When I got pregnant with my son, I decided to save my maternal attentions for a more promising patch. So I let that squatter take over. And by the following year there was a leafy green bush there, vibrant with leaves carrying a trace of a five o’clock shadow and thorns, not quite the dew-claw daggers of a rose, but sharp still the same.
I figured Sitka roses, since they flourish in the empty lots along our street, but the following summer brought tight white blooms that fell off to reveal the unmistakable gems of a raspberry bush. Who knew what dormant treasures were waiting in the rest of my yard? Maybe ferns unfurling with a wave to the madness of spring, majestic irises or some other local celebrity.
What I got was mostly weeds, but some of my favorite plants bear that name. At my friend Lynne’s house, I admired a succulent stalk with stunning leaves. She told me it was called jewelweed, easy to transfer and easily reaching heights in excess of five feet. That’s the plant for me, I thought. She promised to give me some starts.
Later that day at an event sponsored by the Friends of Creamer’s Field, she found a brochure about invasive non-indigenous plants; a most wanted list featuring the star of her own yard in its centerfold.
I’ve admired many of those same plants, counting them among the welcome intruders in my backyard wilderness. The alluring butter and eggs, with its towering stalks and snapdragon-shaped flowers; the aromatic bird vetch sprouting in billowing clouds of cobalt blue; and the stately Siberian pea shrub, recommended as a good privacy shield by the utility workers who came to trim back our unwieldy trees.

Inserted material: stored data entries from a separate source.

PR #20, opened 2015-01-31
(OBD2 PID querying optimizations for MK2; bumping fast telemetry link back to 50Hz) V2.7.9 work in progress

brentpicasso:
MK1's OBD2 PID querying was limited to 10Hz so the OBD2 task wouldn't swamp the shared SPI connection with the IMU and SD card. (I can't believe so many things are hung off of the same bus).

This change allows MK2 to query OBD-II pids at basically full speed (1000Hz max) while still allowing MK1 to be throttled.

I'd closely scrutinize my logic around the OBD-II task to make sure it works correctly when OBD-II is disabled or no channels are configured. If there are no OBD-II channels to query, it should fall into the long 2 second delay at the bottom of the loop.

Also bumped telemetry speed back to 50Hz for bluetooth; we had it at 10Hz b/c of app. App now should be able to handle 50Hz since the UI is updating asynchronously from the rate of the data being fed. (UI updates itself at 10Hz currently regardless of data rate coming from bluetooth)

This was all to allow Harry's lap timer to see full rate for PIDs.


Jeff-Ciesielski:
Change looks good except I think you have some typos: MAX_SAMPE_RATE -> MAX_SAMPLE_RATE

brentpicasso:
what?! you don't know what a SAMPE is? ;)

Jeff-Ciesielski:
Well, it IS engineering related...http://www.sampe.org/

brentpicasso:
ok fixed

Jeff-Ciesielski:
:+1:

Weed is a label that’s thrown around like dandelion spores, so it’s hard to know when we should be cautious. Fireweed, considered invasive in Europe, is one of my favorite plants. Watching it sprout in meadows along the Kenai Peninsula helped me decide to stay. If this is what Alaska calls a weed, I thought, I must be in the right place.
I know scientists have the best interest of the ecosystem in mind when they release these lists of noxious plants, but I can’t help wonder whether somebody might just banish me from the Garden of Eden I’ve made for myself.
Like the Freeze Frame cartoon by Fairbanks artist Jamie Smith featuring a white professor, who says, spit flying and zeal emanating, “We must act now to eradicate any non-indigenous invasive species! Once established, there’s no telling what havoc they will wreak upon the natural order!!” I’m with the Native man in the audience who says simply, “OK. Get out.”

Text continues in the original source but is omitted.